The Commonwealth Journal of Local Governance exists with the support of the Commonwealth Local Government Forum.

==History==

CLGF was founded in 1995 and its establishment was endorsed by Commonwealth Heads of Government at their meeting in New Zealand later that year. It has received further endorsement at subsequent Commonwealth Heads of Government Meetings and in 2003 was given official recognition as an associated Commonwealth organisation of elected representatives. At the 2005 Commonwealth Local Government Conference held in Aberdeen, the members of CLGF endorsed the Aberdeen Agenda: Commonwealth principles for local democracy and good governance which we're endorsed later that year by the Commonwealth Heads of Government Meeting held in Malta, and in 2013 incorporated in the Charter of the Commonwealth.

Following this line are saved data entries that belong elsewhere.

PR #1653, opened 2020-04-28
simple-cipher: Update description.md

chivalry:
The test suite is testing against the key having only lowercase letters, not alphanumeric.

### DIFF
--- a/exercises/simple-cipher/description.md
+++ b/exercises/simple-cipher/description.md
@@ -59,7 +59,7 @@ substitution cipher a little more fault tolerant by providing a source
 of randomness and ensuring that the key contains only lowercase letters.
 
 If someone doesn't submit a key at all, generate a truly random key of
-at least 100 alphanumeric characters in length.
+at least 100 lowercase characters in length.
 
 ## Extensions
 


exercises/simple-cipher/description.md
```diff
@@ -59,7 +59,7 @@ substitution cipher a little more fault tolerant by providing a source
 of randomness and ensuring that the key contains only lowercase letters.
 
 If someone doesn't submit a key at all, generate a truly random key of
-at least 100 alphanumeric characters in length.
+at least 100 lowercase characters in length.
```
rpottsoh, line 62: Others are welcome to weigh in, but I don't think `lowercase` is implied here.  A truly random key would not be limited to lower case letters.  Individual tracks are welcome to add test cases of their own and should not be limited to lowercase letters.  `alphanumeric` was added during #1346.

chivalry: The [`canonical-data.json`](https://github.com/exercism/problem-specifications/blob/master/exercises/simple-cipher/canonical-data.json) specifically has a test for the key being only lowercase letters on line [40](https://github.com/exercism/problem-specifications/blob/master/exercises/simple-cipher/canonical-data.json#L40), so it isn't track-specific. This actually tripped me up, because I drew my random key from `strings.ascii_lowercase + strings.digits` in the Python track because the instructions said "alphanumeric."

I don't really care which one it is, but if the instructions don't change, then the test in `connonical-data.json` should be changed or removed.

SleeplessByte: Agreed that this is a bug. I'm in favour of changing the test to alphanum, instead of changing the description back.

yawpitch: Changing the test will be rejected due to #1560, this is clearly not a bug.

Think of it like this: the canonical-data.json is, by definition, the _canon_. The description.md is a _story_ about the canon. From the moment #1560 dropped no change, omission, or imperfection in the story can override the canon... the canon can only be (un)fixed where the canon is internally inconsistent or fundamentally wrong and the inputs given in a test _should not_ produce the outputs described in that test.

There is no fundamental, non-personal-preference, reason why uppercase characters **must** be included — we have artificially constrained many exercises in artificial ways — but if a test exists that enforces that constraint then the canon has spoken and the description is _wrong_.

iHiD: 1. Change the description to lowercase and this can be merged. It's the "wrong" fix but it can move forward under #1560.
2. Change the test and this can't be merged (#1560) but it's probably the right fix.

I'd vote for (1) for now. Then do (2) once #1560 is released (which will probably be once v3 is launched and all exercises in this repo become practice exercises again)

yawpitch: I think it's likely obvious from what I said before, but to be explicit I'd also vote for 1 and for an Issue to be created, on hold, for making this case-insensitive in the future.

I wish there was a way for us to simply prevent a PR from being submitted without an Issue already existing and being referenced. I hate the idea of people doing work that will end up stuck.

iHiD: >  I hate the idea of people doing work that will end up stuck.

Me too! But it will get merged eventually.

In 2025 the Forum celebrated its 30th anniversary by profiling thirty of its members. Esther Sagawa from Malawi was chosen together with 29 others.

==Partnerships==

CLGF works closely with other Commonwealth and international organisations such as the Commonwealth Secretariat, the Commonwealth Foundation, the Commonwealth Parliamentary Association and the United Nations, including UN-Habitat and the United Nations Development Programme (UNDP), to promote and support democratic local government in the Commonwealth and to ensure that local government is recognised as an important sphere of government in development. CLGF is a member of the Global Taskforce of Local and Regional Governments along with other global local government organisations including UCLG, UNACLA, ICLEI, IAFM, ATO, and C40 and is also a member of Cities Alliance.

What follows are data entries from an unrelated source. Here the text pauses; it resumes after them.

PR #1655, opened 2020-05-04
rational-numbers: Make formulas more readable

SaschaMann:
This makes the given formulas easier to read, by using `a₁` instead of `a1` etc.

I don't know if this is covered by #1560, please turn it into a draft if it is.

### DIFF
--- a/exercises/rational-numbers/description.md
+++ b/exercises/rational-numbers/description.md
@@ -10,11 +10,11 @@ The product (multiplication) of two rational numbers `r₁ = a₁/b₁` and `r�
 
 Dividing a rational number `r₁ = a₁/b₁` by another `r₂ = a₂/b₂` is `r₁ / r₂ = (a₁ * b₂) / (a₂ * b₁)` if `a₂ * b₁` is not zero.
 
-Exponentiation of a rational number `r = a/b` to a non-negative integer power `n` is `r^n = a^n/b^n`.
+Exponentiation of a rational number `r = a/b` to a non-negative integer power `n` is `r^n = (a^n)/(b^n)`.
 
-Exponentiation of a rational number `r = a/b` to a negative integer power `n` is `r^n = b^m/a^m`, where `m = |n|`.
+Exponentiation of a rational number `r = a/b` to a negative integer power `n` is `r^n = (b^m)/(a^m)`, where `m = |n|`.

The Commonwealth Journal of Local Governance is written under the auspices of CLGF, edited by Cardiff University and published by the University of Technology Sydney. It was first published in 2008.

==Organisation==
The CLGF secretariat is housed in the Commonwealth hub on Pall Mall, London and has regional offices in the Caribbean, West Africa, Southern Africa, South Asia and the Pacific, and country programme offices in Sri Lanka and Zimbabwe. The current Chair of CLGF is Cllr. Mpho Moruakgomo, President of BALA and Secretary-General is Dr Greg Munro, who took over from the founding Secretary-General Dr Carl Wright in 2016. CLGF patrons include former UNDP Administrator and New Zealand Prime Minister Rt Hon. Helen Clark and Tuvaluan Prime Minister Enele Sopoaga.

==Commonwealth Local Government Conferences==
CLGF organised pan-Commonwealth biennial conference bringing together is members and partners

Four conferences were held 2011-17: In November 2017 in Valletta, Malta on the theme of 'Fit for the future: resources and capacity for effective local government'. In Gaborone in June 2015 on the theme 'Local government 2030: achieving the vision' and CLGF general assembly endorsed the Gaborone Declaration - Local Government 2030. 2013 in Kampala. 2011 in Cardiff. The next conference is to be held in Kigali, Rwanda in late 2023.